A team of scientists at Australia’s Deakin University is taking the concept of upcycled denim into new territory.
The team, led by Dr. Noelene Bryne, has developed an advanced textile recycling method that dissolves denim and manipulates it into an aerogel, or a low-density material with a range of uses including artificial cartilage for humans.
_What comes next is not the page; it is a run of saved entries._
Issue #599, opened 2021-08-02
Recognize inputs and outputs of uninitialized remote (Terraform Registry) modules


radeksimko:
## Use-cases

Users may expect completion, hover, go to definition etc. to work automatically for a `module` block calling any publicly available module they write in their configuration, straight away, e.g.

```hcl
module "eks" {
  source  = "terraform-aws-modules/eks/aws"
  version = "17.1.0"
}
```

### Attempted Solutions / Workarounds

```
terraform get
```

### Pre-requisites

 - [x] https://github.com/hashicorp/terraform-ls/issues/877
 - [x] https://github.com/hashicorp/terraform-ls/issues/882

### `hashicorp/terraform-ls`

 - [ ] Introduce new job `GetModuleMetadataFromRegistry` (alongside existing one such as `LoadModuleMetadata`) which will talk to the Registry API and cache responses keyed off the source address & version of a Registry module in memdb
 - [ ] Ensure `GetModuleMetadataFromRegistry` is scheduled from `didOpen` and `didChange` and depends on `LoadModuleMetadata` (as that job provides module call metadata)
 - [ ] `state`: Change `ModuleStore.ModuleMeta(modPath string)` to `ModuleStore.InstalledModuleMeta(modPath string)`
 - [ ] `state`: Implement `ModuleStore.DeclaredModuleMeta(modCall tfmod.DeclaredModuleCall)` which pulls out any previously cached Registry module metadata from memdb

```go
func GetModuleMetadataFromRegistry(ctx context.Context, modStore *state.ModuleStore) error {
  // TODO: loop over module calls
  // TODO: check if any source address is Registry address
  // TODO: check if that address was already cached
  // TODO: if not, cache it
}
```

### `hashicorp/terraform-schema`

 - [ ] `schema`: Introduce `DeclaredModuleMeta(modCall tfmod.DeclaredModuleCall) (*tfmod.RemoteModuleMeta, error)`
 - [ ] `schema`: Use `DeclaredModuleMeta()` within [`SchemaMerger`](https://github.com/hashicorp/terraform-schema/blob/1e3acbcfd5317a70f82008962162c1116ab7303c/schema/schema_merge.go#L183-L214)
[...]

Issue #598, opened 2021-08-02
Recognize inputs and outputs of _local_ uninitialized modules


radeksimko:
### Current Version

```
0.20.0
```

### Use-cases

Users may expect completion, hover, go to definition etc. to work automatically for a local `module` block they write in their configuration, straight away, e.g.

```hcl
module "ecs_service" {
  source = "./service-module"
}
```

### Attempted Solutions / Workarounds

```
terraform get
```

### Proposal

As proposed in https://github.com/hashicorp/terraform-ls/pull/551#discussion_r650832388 already we consider reading the `source` and load/track the module in question if the target path exists.

This will likely mean reimplementing a small part of `terraform get` within the LS, but we shouldn't need to actually "install" the modules onto the filesystem in `.terraform`.

PR #632, opened 2021-08-27
Module View Command Handler

jpogran:
Adds a handler to return a list of modules in the current workspace to display client side.

Completes: https://github.com/hashicorp/vscode-terraform/pull/746

### DIFF
--- a/internal/langserver/handlers/command/module_calls.go
+++ b/internal/langserver/handlers/command/module_calls.go
@@ -1,0 +1,139 @@
+package command
+
+import (
+	"context"
+	"fmt"
+	"sort"
+	"strings"
+
+	"github.com/creachadair/jrpc2/code"
+	lsctx "github.com/hashicorp/terraform-ls/internal/context"
+	"github.com/hashicorp/terraform-ls/internal/langserver/cmd"
+	"github.com/hashicorp/terraform-ls/internal/terraform/datadir"
+	"github.com/hashicorp/terraform-ls/internal/uri"
+)
+
+const moduleCallsVersion = 0
+
+type moduleCallsResponse struct {
+	FormatVersion int          `json:"v"`
+	ModuleCalls   []moduleCall `json:"module_calls"`
+}
+
+type moduleCall struct {
+	Name             string             `json:"name"`
+	SourceAddr       string             `json:"source_addr"`
+	Version          string             `json:"version,omitempty"`
+	SourceType       datadir.ModuleType `json:"source_type,omitempty"`
+	DocsLink         string             `json:"docs_link,omitempty"`
+	DependentModules []moduleCall       `json:"dependent_modules"`
+}
+
+func ModuleCallsHandler(ctx context.Context, args cmd.CommandArgs) (interface{}, error) {
+	response := moduleCallsResponse{
+		FormatVersion: moduleCallsVersion,
+		ModuleCalls:   make([]moduleCall, 0),
+	}
+
+	modUri, ok := args.GetString("uri")
+	if !ok || modUri == "" {
+		return response, fmt.Errorf("%w: expected module uri argument to be set", code.InvalidParams.Err())
+	}
+
+	if !uri.IsURIValid(modUri) {
+		return response, fmt.Errorf("URI %q is not valid", modUri)
+	}
+
+	modPath, err := uri.PathFromURI(modUri)
+	if err != nil {
+		return response, err
+	}
+
+	mm, err := lsctx.ModuleFinder(ctx)
+	if err != nil {
+		return response, err
+	}
+
+	found, _ := mm.ModuleByPath(modPath)
+	if found == nil {
+		return response, nil
+	}
+
+	if found.ModManifest == nil {
+		return response, nil
+	}
+
+	response.ModuleCalls = parseModuleRecords(found.ModManifest.Records)
+
+	return response, nil
+}
+
+func parseModuleRecords(records []datadir.ModuleRecord) []moduleCall {
+	// sort all records by key so that dependent modules are found
+	// after primary modules
+	sort.SliceStable(records, func(i, j int) bool {
+		return records[i].Key < records[j].Key
+	})
+
+	modules := make(map[string]moduleCall)
+	for _, manifest := range records {
+		if manifest.IsRoot() {
+			// this is the current directory, which is technically a module
+			// skipping as it's not relevant in the activity bar (yet?)
+			continue
+		}
+
+		moduleName := manifest.Key
+		subModuleName := ""
+
+		// determine if this module is nested in another module
+		// in the currecnt workspace by finding a period in the moduleName
+		// is it better to look at SourceAddr and compare?
+		if strings.Contains(manifest.Key, ".") {
+			v := strings.Split(manifest.Key, ".")
+			moduleName = v[0]
+			subModuleName = v[1]
+		}
+
+		// build what we know
+		moduleInfo := moduleCall{
+			Name:             moduleName,
+			SourceAddr:       manifest.SourceAddr,
+			DocsLink:         getModuleDocumentationLink(manifest),
+			Version:          manifest.VersionStr,
+			SourceType:       manifest.GetModuleType(),
+			DependentModules: make([]moduleCall, 0),
+		}
+
+		m, present := modules[moduleName]
+		if present {
+			// this module is located inside another so append
+			moduleInfo.Name = subModuleName
+			m.DependentModules = append(m.DependentModules, moduleInfo)
+			modules[moduleName] = m
+		} else {
+			// this is the first we've seen module
+			modules[moduleName] = moduleInfo
+		}
+	}
+
+	// don't need the map anymore, return a list of modules found
+	list := make([]moduleCall, 0)
+	for _, mo := range modules {
+		list = append(list, mo)
+	}
+
+	sort.SliceStable(list, func(i, j int) bool {
+		return list[i].Name < list[j].Name
+	})
+
+	return list
+}
+
+func getModuleDocumentationLink(record datadir.ModuleRecord) string {
+	if record.GetModuleType() != datadir.TFREGISTRY {
+		return ""
+	}
+
+	return fmt.Sprintf(`https://registry.terraform.io/modules/%s/%s`, record.SourceAddr, record.VersionStr)
+}
--- a/internal/langserver/handlers/command/module_calls_test.go
+++ b/internal/langserver/handlers/command/module_calls_test.go
@@ -1,0 +1,89 @@
+package command
+
+import (
+	"testing"
+
+	"github.com/google/go-cmp/cmp"
+	"github.com/hashicorp/terraform-ls/internal/terraform/datadir"
+)
+
+func Test_parseModuleRecords(t *testing.T) {
+	tests := []struct {
+		name    string
+		records []datadir.ModuleRecord
+		want    []moduleCall
+	}{
+		{
+			name: "detects terraform module types",
+			records: []datadir.ModuleRecord{
+				{
+					Key:        "ec2_instances",
+					SourceAddr: "terraform-aws-modules/ec2-instance/aws",
+					VersionStr: "2.12.0",
+					Dir:        ".terraform\\modules\\ec2_instances",
+				},
+				{
+					Key:        "web_server_sg",
+					SourceAddr: "github.com/terraform-aws-modules/terraform-aws-security-group",
+					VersionStr: "",
+					Dir:        ".terraform\\modules\\web_server_sg",
+				},
+				{
+					Key:        "eks",
+					SourceAddr: "terraform-aws-modules/eks/aws",
+					VersionStr: "17.20.0",
+					Dir:        ".terraform\\modules\\eks",
+				},
+				{
+					Key:        "eks.fargate",
+					SourceAddr: "./modules/fargate",
+					VersionStr: "",
+					Dir:        ".terraform\\modules\\eks\\modules\\fargate",
+				},
+			},
+			want: []moduleCall{
+				{
+					Name:             "ec2_instances",
+					SourceAddr:       "terraform-aws-modules/ec2-instance/aws",
+					Version:          "2.12.0",
+					SourceType:       "tfregistry",
+					DocsLink:         "https://registry.terraform.io/modules/terraform-aws-modules/ec2-instance/aws/2.12.0",
+					DependentModules: []moduleCall{},
+				},
+				{
+					Name:       "eks",
+					SourceAddr: "terraform-aws-modules/eks/aws",
+					Version:    "17.20.0",
+					SourceType: "tfregistry",
+					DocsLink:   "https://registry.terraform.io/modules/terraform-aws-modules/eks/aws/17.20.0",
+					DependentModules: []moduleCall{
+						{
+							Name:             "fargate",
+							SourceAddr:       "./modules/fargate",
+							Version:          "",
+							SourceType:       "local",
+							DocsLink:         "",
+							DependentModules: []moduleCall{},
+						},
+					},
+				},
+				{
+					Name:             "web_server_sg",
+					SourceAddr:       "github.com/terraform-aws-modules/terraform-aws-security-group",
+					Version:          "",
+					SourceType:       "github",
+					DocsLink:         "",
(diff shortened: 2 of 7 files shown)


internal/langserver/handlers/command/module_list.go
```diff
@@ -0,0 +1,145 @@
...
+)
+
+const moduleListVersion = 0
+
+type moduleListResponse struct {
+	FormatVersion int               `json:"v"`
+	Modules       []terraformModule `json:"modules"`
+}
+
+type terraformModule struct {
```
radeksimko, line 23:
```suggestion
const moduleCallsVersion = 0

type moduleCallsResponse struct {
	FormatVersion int               `json:"v"`
	ModuleCalls       []moduleCall `json:"module_calls"`
}

type moduleCall struct {
```

I think this better represents what the command returns as per https://www.terraform.io/docs/language/modules/syntax.html#calling-a-child-module

internal/langserver/handlers/command/module_list.go
```diff
@@ -0,0 +1,145 @@
...
+
+	list := parseModuleRecords(found.ModManifest.Records)
+
+	return moduleListResponse{
+		Modules:       list,
+		FormatVersion: moduleListVersion,
+	}, nil
+}
+
+func parseModuleRecords(records []datadir.ModuleRecord) []terraformModule {
```
radeksimko, line 65: I think it would be right to add a unit test to cover this fairly complex function.

The input should be relatively easy to mock as part of a test.

internal/langserver/handlers/command/module_list.go
```diff
@@ -0,0 +1,145 @@
...
+	modules := make(map[string]terraformModule)
+	for _, manifest := range records {
+		if manifest.Dir == "." {
```
radeksimko, line 68:
```suggestion
		if manifest.IsRoot() {
```
I _think_ this looks less magical here and you may not even need the comment below at that point.

internal/langserver/handlers/command/module_list.go
```diff
@@ -0,0 +1,145 @@
...
+		// in the currecnt workspace by finding a period in the moduleName
+		// is it better to look at SourceAddr and compare?
+		if strings.Contains(manifest.Key, ".") {
+			v := strings.Split(manifest.Key, ".")
+			moduleName = v[0]
+			subModuleName = v[1]
+		}
+
+		// github modules are put in `files` directory, but Manifest Record does not
+		// record the `name` in Key it puts it in SourceAddr
```
radeksimko, line 87: I think there's some misunderstanding as to what `Key` or `SourceAddr` are for.

`Key` is just locally-relevant reference name within the config (also known as the first and only label of the `module` block), `SourceAddr` is basically 1-1 copy of the raw `source` field within the `module` block.

For example:

```hcl
module "web_server" {
  source = "github.com/hashicorp/two-tier-infra"
}
```
this would be parsed as
 - `Key: "web_server"`
 - `SourceAddr: "github.com/hashicorp/two-tier-infra"`

Both are important and relevant, but not interchangeable.

internal/langserver/handlers/command/module_list.go
```diff
@@ -0,0 +1,145 @@
...
+		if strings.HasPrefix(manifest.Key, "files") {
+			moduleName = manifest.SourceAddr
+		}
+
+		// build what we know
+		moduleInfo := terraformModule{
+			Name:    moduleName,
+			Path:    strings.TrimSuffix(manifest.SourceAddr, "/"),
```
radeksimko, line 95: I think we're mixing two different things here.

As mentioned, `manifest.SourceAddr` is just the "human-typed" address, e.g. `github.com/hashicorp/example` or `hashicorp/consul/aws` (Registry address), it's not strictly speaking a path, but it's probably useful to display in the UI. I guess we can pass this as a separate field `SourceAddr` here?

`manifest.Path` is where the module was actually installed on the filesystem. That is probably _not_ something you would display in the UI, but it may be useful if we want to give users the option to "open installed module" for any local modules? Maybe we can omit `Path` initially.

internal/langserver/handlers/command/module_list.go
```diff
@@ -0,0 +1,145 @@
...
+	}
+
+	sort.SliceStable(list, func(i, j int) bool {
+		return list[i].Name < list[j].Name
+	})
+
+	return list
+}
+
+func getModuleType(manifest datadir.ModuleRecord) string {
```
radeksimko, line 129: It may be worth decoupling this into `internal/terraform/datadir/module_types.go` and relatedly turn the known types into constants.

These can be declared on `*ModuleRecord`.

I think that longer-term we might need to extract it out of the repo entirely, similar to https://github.com/hashicorp/terraform-registry-address but for now keeping it in a separate package should suffice. I can consider the extraction as part of https://github.com/hashicorp/terraform-ls/issues/599 and/or https://github.com/hashicorp/terraform-ls/issues/598

internal/langserver/handlers/execute_command.go
```diff
@@ -12,10 +12,11 @@ import (
...
 var handlers = cmd.Handlers{
-	cmd.Name("rootmodules"):        command.ModulesHandler,
-	cmd.Name("module.callers"):     command.ModuleCallersHandler,
-	cmd.Name("terraform.init"):     command.TerraformInitHandler,
-	cmd.Name("terraform.validate"): command.TerraformValidateHandler,
+	cmd.Name("rootmodules"):          command.ModulesHandler,
+	cmd.Name("module.callers"):       command.ModuleCallersHandler,
+	cmd.Name("terraform.init"):       command.TerraformInitHandler,
+	cmd.Name("terraform.validate"):   command.TerraformValidateHandler,
+	cmd.Name("terraform.modulelist"): command.ModuleListHandler,
```
radeksimko, line 19:
```suggestion
	cmd.Name("module.calls"): command.ModuleCallsHandler,
```
We only prefix the actual commands with `terraform`.

internal/langserver/handlers/command/module_list.go
```diff
@@ -0,0 +1,145 @@
...
+	if strings.HasPrefix(manifest.Dir, "modules") {
+		return "local"
+	} else if strings.HasPrefix(manifest.Key, "files") {
+		return "github"
+	} else {
+		return "tfregistry"
```
radeksimko, line 135: I'm not sure we can make assumptions like above based on the `Dir` or `Key`. I think ideally the only input for detection should be just `manifest.SourceAddr`.

We may be able to reuse some of the logic here https://github.com/hashicorp/terraform/blob/332ea1f233891e45bd274e714ab8e4e11c79dc95/internal/addrs/module_source.go#L191-L268 and relevant tests https://github.com/hashicorp/terraform/blob/332ea1f233891e45bd274e714ab8e4e11c79dc95/internal/addrs/module_source_test.go

or alternatively/additionally the logic in go-getter detectors, which core uses [internally](https://github.com/hashicorp/terraform/blob/332ea1f233891e45bd274e714ab8e4e11c79dc95/internal/getmodules/getter.go#L31-L50):
 - https://github.com/hashicorp/go-getter/blob/main/detect_github.go
 - https://github.com/hashicorp/go-getter/blob/main/detect_git.go
 - https://github.com/hashicorp/go-getter/blob/main/detect_bitbucket.go
 - https://github.com/hashicorp/go-getter/blob/main/detect_gcs.go
 - https://github.com/hashicorp/go-getter/blob/main/detect_s3.go

radeksimko (commented):
This is a good start and works for some simple examples.

Aside from my in-line comments/suggestions we'll also need an E2E test for the new command.

Do let me know if you wish to talk through any particular comment, I'm happy to do it more synchronously via Zoom.

internal/langserver/handlers/command/module_list.go
jpogran: Thanks for the clarification, this makes much more sense.

internal/langserver/handlers/command/module_list.go
jpogran: Moved to new file `internal/terraform/datadir/module_types.go` in this iteration

internal/langserver/handlers/command/module_list.go
jpogran: Used `go-getter` and `terraform-registry-address` to parse source addresses.

internal/langserver/handlers/command/module_list.go
jpogran: I renamed `path` to `source` to more accurately reflect the idea I was going for in the VS Code UI. Going to omit `manifest.Path` for now, as a TODO for later when we get some user feedback

internal/langserver/handlers/command/module_list.go
jpogran: Added tests in `module_calls_test.go`

internal/terraform/datadir/module_types.go
```diff
@@ -0,0 +1,36 @@
+package datadir
+
+import (
+	"github.com/hashicorp/go-getter"
```
radeksimko, line 4: I appreciate the convenience aspect of leveraging `go-getter` here directly, but it's worth noting that Terraform unfortunately doesn't use these detectors _directly_ and so its understanding of addresses may differ from go-getter for various reasons, some of which are documented [here](https://github.com/hashicorp/terraform/blob/51b0aee36cc2145f45f5b04051a01eb6eb7be8bf/internal/getmodules/package.go#L7-L36) and [here](https://github.com/hashicorp/terraform/blob/332ea1f233891e45bd274e714ab8e4e11c79dc95/internal/getmodules/getter.go#L13-L28).

All that said it shouldn't differ too much and we only use the detection to improve UX, so the cost of getting it wrong is relatively low and I think it's totally fine to use it for now.

It is likely though that in the long run we will maintain some custom logic which more accurately reflects TF Core implementation and doesn't have any side effects such as making network calls.

TL;DR Ignore the above, the use of go-getter is 👌🏻  in this PR 😄

internal/terraform/datadir/module_types.go
```diff
@@ -0,0 +1,36 @@
...
+func (r *ModuleRecord) GetModuleType() ModuleType {
+	if _, err := tfregistry.ParseRawProviderSourceString(r.SourceAddr); err == nil {
+		return TFREGISTRY
+	}
+	if _, ok, _ := new(getter.GitHubDetector).Detect(r.SourceAddr, ""); ok {
+		return GITHUB
+	}
+	if _, ok, _ := new(getter.GitLabDetector).Detect(r.SourceAddr, ""); ok {
+		return GITLAB
+	}
```
radeksimko, line 27: Terraform actually doesn't treat GitLab any differently - at least it doesn't use the GitLab detector at all:

https://github.com/hashicorp/terraform/blob/332ea1f233891e45bd274e714ab8e4e11c79dc95/internal/getmodules/getter.go#L30-L52

```suggestion
```

internal/terraform/datadir/module_types.go
```diff
@@ -0,0 +1,36 @@
...
+	if _, ok, _ := new(getter.GitDetector).Detect(r.SourceAddr, ""); ok {
+		return GITHUB
```
radeksimko, line 29:
```suggestion
		return GIT
```
Typo? 👀

internal/terraform/datadir/module_types.go
```diff
@@ -0,0 +1,36 @@
...
+	}
+	if _, ok, _ := new(getter.FileDetector).Detect(r.SourceAddr, ""); ok {
```
radeksimko, line 31: Terraform itself doesn't actually use this particular detector - it instead implements its own in https://github.com/hashicorp/terraform/blob/332ea1f233891e45bd274e714ab8e4e11c79dc95/internal/getmodules/file_detector.go#L9-L31 but similar to overall use of go-getter I think the difference is minor enough that we can use it here initially. 👌🏻

internal/langserver/handlers/command/module_calls_test.go
```diff
@@ -0,0 +1,95 @@
...
+)
+
+func Test_parseModuleRecords(t *testing.T) {
+	type args struct {
+		records []datadir.ModuleRecord
+	}
+	tests := []struct {
+		name string
+		args args
+		want []moduleCall
```
radeksimko, line 18:
```suggestion
	tests := []struct {
		name string
		records []datadir.ModuleRecord
		want []moduleCall
```

Nitpick, but I think there is no need for that extra type definition?

radeksimko (commented):
Thank you for making these updates, I think it's pretty close to a merge-able state!

I left you some more in-line comments, majority of which are relatively minor/stylistic.

As always - do let me know if you wish to discuss any particular comment/feedback more synchronously via Zoom, I'm happy to do it!

internal/langserver/handlers/command/module_calls_test.go
jpogran: This is from the neat Go extension generated test cases, and works well with multiple parameter functions but not so well with single parameters.

internal/terraform/datadir/module_types.go
jpogran: This was a placeholder until we could decide on icon for git repo based modules. We have landed on `git-branch`, so we can now correctly report the type

internal/terraform/datadir/module_types.go
jpogran: 👍🏼 Like you say, we aren't interested in validity here, we're interested in figuring out whether we use the Terraform icon or a folder icon or a git icon.

internal/terraform/datadir/module_types.go
radeksimko: Yep, agreed. 👍🏻

internal/langserver/handlers/command/module_calls.go
```diff
@@ -0,0 +1,144 @@
...
+			moduleName = v[0]
+			subModuleName = v[1]
+		}
+
+		t := manifest.GetModuleType()
+
+		// build what we know
+		moduleInfo := moduleCall{
+			Name:             moduleName,
+			Source:           strings.TrimSuffix(manifest.SourceAddr, "/"),
```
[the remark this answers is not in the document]
jpogran: When I was making the treeitem description `sourceAdde@version` the trailing slash didn't match. This is not longer needed as we are not displaying that information that way any longer, as well as a display-centric bit of logic should not be in the LS

internal/terraform/datadir/module_types.go
```diff
@@ -0,0 +1,36 @@
...
+const (
+	NOTFOUND   ModuleType = "notfound"
+	TFREGISTRY ModuleType = "tfregistry"
+	LOCAL      ModuleType = "local"
+	GITHUB     ModuleType = "github"
+	GITLAB     ModuleType = "gitlab"
+)
+
+func (r *ModuleRecord) GetModuleType() ModuleType {
+	if _, err := tfregistry.ParseRawProviderSourceString(r.SourceAddr); err == nil {
```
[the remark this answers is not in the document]
jpogran: After discussion, we are going to keep the code as is and ticket future work at building a parser for Terraform module source addresses. Building such a parser is out of scope for this set of work and while technically incorrect `ParseRawProviderSourceString` works well enough to figure out if we are using the Terraform registry.

internal/langserver/handlers/command/module_calls_test.go
```diff
@@ -0,0 +1,90 @@
...
+					SourceType:       "github",
+					DocsLink:         "",
+					DependentModules: []moduleCall{},
+				},
+			},
+		},
+	}
+	for _, tt := range tests {
+		t.Run(tt.name, func(t *testing.T) {
+			if got := parseModuleRecords(tt.records); !reflect.DeepEqual(got, tt.want) {
```
radeksimko, line 84: nitpick: [`cmp.Diff`](https://github.com/google/go-cmp) provides a better (more human-readable) way of comparing complex structures in tests and we already use it in many other tests, but it's certainly not a blocker for merging the PR!

internal/terraform/datadir/module_types.go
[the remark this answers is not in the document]
radeksimko: Thank you for capturing all the useful context in that new comment! 👍🏻

radeksimko (approved):
🚢 🚀

internal/langserver/handlers/command/module_calls_test.go
jpogran: omg that is so much nicer!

Denim’s cotton base—a natural polymer comprised of cellulose—allows for the process to take place.
“Cellulose is a versatile renewable material, so we can use liquid solvents on waste denim to allow it to be dissolved and regenerated into an aerogel, or a variety of different forms,” Bryne said.
The “sticky nature” of the denim cellulose solution was likely responsible for the unique aerogel structure that resulted when her team reformed the cellulose, Bryne explained, and the end creation is well suited for use in synthetic cartilage.
“That’s exactly what cartilage looks like—you can’t 3D print that material—and now we can shape and tune the aerogel to manipulate the size and distribution of the tunnels to make the ideal shape,” she said.
The aerogel has a porous structure and nanoscopic tunnels running through it, which she said is ideally suited for use as synthetic cartilage. Scientists are able to manipulate the size and distribution of the tunnels to make the ideal shape for joint restructuring. The method is in pilot-scale trials and may become commercial in three to five years. Along with its medical advantage, the innovation would provide a unique and cost-effective way to fight textile waste.
“With population growth and the development of third world countries combined with today’s rapid fashion cycles, textile waste is always increasing, leading to millions of tonnes of clothes and other textiles being burnt or dumped in landfill,” Bryne said.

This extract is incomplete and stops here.